We usually buy hams and turkeys once a year when they're on sale around the holidays. We have a big freezer in the basement, so we just keep them there until we're ready to make them, anytime throughout the year.  We generally buy 1 or 2 of each, depending on how we feel that year, and never had one sit there for that long.

  Usually with ham we'll have sandwiches, some kind of beans in the crock pot and a potato casserole, so we'll get quite a few meals out of it.  It's only a half-ham, not a whole, but it sealed (plastic) and just refrigerated when we buy them, and then we put them in the freezer.

Thanks for your replies, we won't let one sit that long again.


----------



## HazyDavey (Aug 20, 2016)

We do the same, around the holidays when hams & turkeys are at a good price we'll buy some extra ones for the freezer. Our Daughter who lives here in town has always been a ham lover. She seems to have radar when we cook one and drops by. Always good to see her.. 

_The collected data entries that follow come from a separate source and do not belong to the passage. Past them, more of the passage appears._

PR #2675, opened 2026-03-20
AAP-69248: WCA OAuth ignores custom Lightspeed URL configuration

hasys:
refactor: simplify getBaseUri by removing WCA fallback logic

Address PR review feedback by fully adopting fail-fast strategy:

1. Remove WCA-specific fallback to WCA_API_ENDPOINT_DEFAULT
   - Trust llmProviderSettings.get() to return defaults via provider factory
   - Add explicit error when apiEndpoint is not configured (defensive)

2. Remove fallback to legacy settings schema
   - Only use llmProviderSettings after migration
   - Check llmProviderSettings initialization first (fail early)

3. Update all tests to match new behavior
   - Tests now expect provider factory defaults
   - Add new tests for empty endpoint error scenarios
   - Remove dependency on old settings structure in mocks

This simplification:
- Removes 15+ lines of redundant code
- Eliminates technical debt from legacy settings
- Provides clearer error messages for misconfiguration
- Follows fail-fast principle for better debugging

All 1544 tests passing, lint checks pass.

Co-Authored-By: Claude Sonnet 4.5 <noreply@anthropic.com>

Fixed WCA OAuth to respect custom Lightspeed URL configuration by refactoring `getBaseUri` from synchronous to asynchronous, removing WCA-specific fallbacks and legacy settings dependencies. The function now explicitly requires `llmProviderSettings` and throws clear errors when the API endpoint is unconfigured. This ensures OAuth and code generation work with custom certificates and custom Lightspeed URLs.

- Made `getBaseUri` asynchronous and removed WCA-specific fallback to legacy settings
- Updated `LightSpeedAPI.lightspeedPost` to await `getBaseUri` 
- Updated OAuth provider authorization and token endpoints to await `getBaseUri`
- Converted `logAuthProviderDebugHints` to async and removed synchronous blocking calls in constructor
- Updated Lightspeed endpoint calls in `lightspeedUser.ts` to await `getBaseUri`
- Added explicit error handling for missing `llmProviderSettings` and empty API endpoints
- Enhanced error logging in token request flows with additional network error metadata
- Added comprehensive unit tests for `getBaseUri` covering custom endpoints, normalization, and error scenarios
- Added unit tests for `getFetch` behavior with custom certificates and Electron integration
- Added "Ollama" to spellcheck dictionary

related: #AAP-69248


src/features/lightspeed/api.ts
```diff
@@ -46,14 +46,25 @@ const UNKNOWN_ERROR: string = "An unknown error occurred.";
...
+    const electron = (globalThis as any).require?.('electron') ?? require('electron');
+    const electronFetch = electron?.net?.fetch;
+    if (electronFetch && typeof electronFetch === 'function') {
+      console.debug('[getFetch] Using electron.net.fetch');
       return electronFetch;
     }
-  } catch {
-    // electron not available (e.g., in tests or web environment)
+  } catch (error) {
+    console.debug('[getFetch] Electron not available, falling back to globalThis.fetch:', error);
```
goneri: This may be a bit too verbose, I'm afraid you will flood the console in a web code-server environment.

src/features/lightspeed/api.ts
```diff
@@ -46,14 +46,25 @@ const UNKNOWN_ERROR: string = "An unknown error occurred.";
...
   }
   // Fallback to global fetch
+  console.debug('[getFetch] Using globalThis.fetch (Node.js undici)');
```
goneri: same.

rockygeekz (changes requested):
also the CI failure is because the cspell hook auto-added "Ollama" to the dictionary but it wasn't committed. This should pass the CI.

src/features/lightspeed/utils/webUtils.ts
```diff
@@ -50,22 +50,48 @@ export function calculateTokenExpiryTime(expiresIn: number) {
...
+    } catch (error) {
+      console.debug(
+        "[getBaseUri] Failed to get provider-specific endpoint, falling back to legacy settings",
+        error,
+      );
+    }
+  }
+
+  // Fall back to legacy settings if provider-specific setting is not available
+  if (!baseUri) {
```
goneri: This should never happens and this may actually cause us to miss some unexpected problems with the logic upper.

https://github.com/ansible/vscode-ansible/blob/main/src/features/lightspeed/llmProviderSettings.ts#L24-L75

src/features/lightspeed/utils/webUtils.ts
```diff
@@ -50,22 +50,48 @@ export function calculateTokenExpiryTime(expiresIn: number) {
...
+    baseUri = settingsManager.settings.lightSpeedService.apiEndpoint.trim();
+  }
+
+  // For WCA: use custom endpoint if configured, otherwise use default
   if (provider === "wca") {
```
goneri: Same here. You should be able to remove the whole block.

src/features/lightspeed/utils/webUtils.ts
```diff
@@ -50,22 +50,48 @@ export function calculateTokenExpiryTime(expiresIn: number) {
...
-): string {
+): Promise<string> {
   // Check the provider from globalState via lightSpeedManager if available
   const provider =
     providerOverride ||
     lightSpeedManager?.llmProviderSettings?.getProvider() ||
     settingsManager.settings.lightSpeedService.provider;
 
-  // For WCA, always use the default WCA endpoint
+  // Try to get endpoint from new provider-specific settings first
```
goneri: We may want to raise an exception or an error if `provider` is undefined or an empty string.

goneri (changes requested):

src/features/lightspeed/lightspeedUser.ts
```diff
@@ -81,13 +81,13 @@ export class LightspeedUser {
           ? ExtensionHost.Local
           : ExtensionHost.Remote
         : ExtensionHost.WebWorker;
-    this.logAuthProviderDebugHints();
+    this.logAuthProviderDebugHints(); // fire-and-forget async call
```
goneri: This is not really

test/unit/lightspeed/utils/webUtils.test.ts
```diff
@@ -0,0 +1,421 @@
...
+  } | null;
+};
+
+describe("webUtils - getBaseUri", () => {
+  let mockSettingsManager: SettingsManager;
+
+  beforeEach(() => {
+    vi.clearAllMocks();
+
+    // Create a minimal mock settings manager
```
goneri, line 35: This should triggers the migration to the new settings schema, See src/features/lightspeed/llmProviderSettings.ts:24-75 via migrateFromSettingsJson().

test/unit/lightspeed/utils/webUtils.test.ts
```diff
@@ -0,0 +1,421 @@
...
+
+// Type for mocked lightSpeedManager to avoid 'any' usage
+type MockedLightSpeedManager = {
+  llmProviderSettings: {
+    getProvider: ReturnType<typeof vi.fn>;
+    get: ReturnType<typeof vi.fn>;
+  } | null;
+};
+
+describe("webUtils - getBaseUri", () => {
```
goneri, line 29: IMO, we should only assume the configuration is based on `llmProviderSettings`. The extension handles the migration to the new schema already. If for some reason we need to fallback on the old system, it means that we've got a problem with this logic.

The old system will anyway be deprecated soon.

goneri (changes requested):

src/features/lightspeed/lightspeedUser.ts
```diff
@@ -140,7 +140,7 @@ export class LightspeedUser {
 
     try {
       const response = await fetch(
-        `${getBaseUri(this._settingsManager)}${LIGHTSPEED_ME_AUTH_URL}`,
+        `${await getBaseUri(this._settingsManager)}${LIGHTSPEED_ME_AUTH_URL}`,
```
de1987, line 151: just be careful when using `await`, this call can block the Ansible Plugin from performing another actions, which might led to bad user navigation experience

de1987: when it's `async`, other operations will not block the other operations from running

goneri: The code is fine. `await` won't block the other async functions. It's just a way to say, "I want the actual result of the function, not the promise".

src/features/lightspeed/api.ts
```diff
@@ -46,12 +46,22 @@ const UNKNOWN_ERROR: string = "An unknown error occurred.";
 
 export function getFetch() {
   try {
-    const electronFetch = require("electron")?.net?.fetch;
-    if (electronFetch) {
+    // Check if NODE_EXTRA_CA_CERTS is set - if so, use Node.js fetch
+    // because electron.net.fetch doesn't honor custom CA certificates
+    if (process.env.NODE_EXTRA_CA_CERTS) {
```
goneri: This is a rather unexpected/dangerous change IMO and this will likely break the proxy support. I would prefer to see it in a different PR.

hasys: Without it, it is not possible to use VS Code plugin with custom certificates. Those are just ignored entirely and there is no other way to configure them.

This variable is default for node.js https://nodejs.org/api/cli.html#node-extra-ca-certsfile

hasys: To use it, user should explicitly set it up like this:
```
NODE_EXTRA_CA_CERTS="/tmp/ingress-operator-ca-correct.pem" /Applications/Visual\ Studio\ Code.app/Contents/Resources/app/bin/code .
```

goneri: Yes, I understand this, but:
- this goes beyond the scope of this PR, which is to focus on the OAuth2 authentification,
- VSCode injects the proxy configuration in the Electron network stack (AFAIR), if we silently switch to Node's `fetch` implementation, we will lose it,
- and this kind of changes are really really hard to test.

rockygeekz (approved):

ssbarnea (dismissed):
Please ensure that the PR title and body is following our rules. See AGENTS.md file, also for internal work, be sure you include JIRA ticket in body using JIRA required syntax (smart commits).

src/features/lightspeed/utils/webUtils.ts
```diff
@@ -50,22 +47,37 @@ export function calculateTokenExpiryTime(expiresIn: number) {
...
+
+  // Get endpoint from provider-specific settings
+  // Migration from legacy settings happens during extension activation via migrateFromSettingsJson()
+  // Provider factory ensures default endpoints are returned when not configured
+  const baseUri = (
+    await lightSpeedManager.llmProviderSettings.get(provider, "apiEndpoint")
+  ).trim();
 
-  // For WCA, always use the default WCA endpoint
-  if (provider === "wca") {
```
goneri, line 64: We should set this value during the migration if the original is empty.

goneri: Nevermind, it's already the case.

goneri (approved):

I got a chuckle when I read the topic of this thread, seems I always do this..  Summer is winding down, which gets me to thinking about Fall, then about the Holidays. Then I remember we still have ham/turkey in the freezer from last year. And that's when we cook them, can't remember having a bad one.


----------



## RadishRose (Aug 20, 2016)

Everything loses some flavor when frozen; the longer the freeze the more flavor lost. But for some reason I haven't been able to figure out; ham and bacon, and especially bacon loses a *lot* of flavor. It doesn't go bad, just loses flavor.


----------



## Son_of_Perdition (Aug 20, 2016)

When it turns green


----------



## RadishRose (Aug 20, 2016)

Son_of_Perdition said:


> I was told many years ago that animal fat doesn't completely freeze, so it can go 'bad' even in a freezer.  Here is a chart from the government, take it for what it's worth.
> 
> https://www.foodsafety.gov/keep/charts/hamstoragechart.html



That's a great site to have, thanks.


----------



## tnthomas (Aug 20, 2016)

Thanks for the reminder SB, we have a Nueske's ham from Christmas sitting in the freezer.  Gonna thaw it and have it this week.


----------